Spirent saw its share price slump by 19% after it warned that "soft" market conditions would result in worse-than-anticipated financials for the second half of this year.
The test systems specialist issued a trading statement to say that "demand levels dipped sharply as a result of merger activity and delays in capital expenditure as future new technology deployments are being assessed in areas in which Spirent has increased its investments." It noted that its business in the US and China has been particularly affected. (See Spirent Puts 400GigE to the Test and Spirent Unveils Virtual Test Bed for SDN, NFV .)

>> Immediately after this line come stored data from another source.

PR #688, opened 2022-09-11
Added password-reset console command

distributive:
Now we can reset passwords manually


plural:
ugh. i'm sorry.  when i patched this in and went to test it locally i saw that we *do* have a command for this, but it's provided by the framework, not in our code:
fos:user:change-password 

I should have checked the console instead of just our command folder.  :/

The news came as a surprise, as Spirent Communications plc had reported a 16% increase in revenues for the first half of the year to $221 million, and with a number of portfolio-enhancing acquisitions under its belt, had expected that momentum to continue for the rest of 2014. (See Spirent Acquires Mobilethink, Spirent Spends $25M on Radvision VoLTE Unit and Spirent Buys CEM Specialist.)
Now Spirent expects third-quarter revenues to be about $110 million, only slightly higher than the same period a year ago, while fourth-quarter revenues are set to be in the range of $120 million to $125 million, again slightly better than in 2013. The company's operating profits "will be impacted" by the lower-than-expected revenues, it noted.
Investors didn't like the news, as Spirent's share price slumped by 19% to 80 pence on the London Stock Exchange.